GOAL OF THE EXERCISE: Could you retype every record below exactly as it appears?
(EXCERPTED RECORDS begins)
PR #4145, opened 2015-11-17
Fix spelling mistake.

randruc:
Hi,

While reading the annotated source code, I noticed what seems to be a spelling mistake in a annotation comment.
As English isn't my mother tongue I'm not quite sure about that.

Regards,

Rémi Andruccioli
(EXCERPTED RECORDS ends)
FINISHED TASK:
PR #4145, opened 2015-11-17
Fix spelling mistake.

randruc:
Hi,

While reading the annotated source code, I noticed what seems to be a spelling mistake in a annotation comment.
As English isn't my mother tongue I'm not quite sure about that.

Regards,

Rémi Andruccioli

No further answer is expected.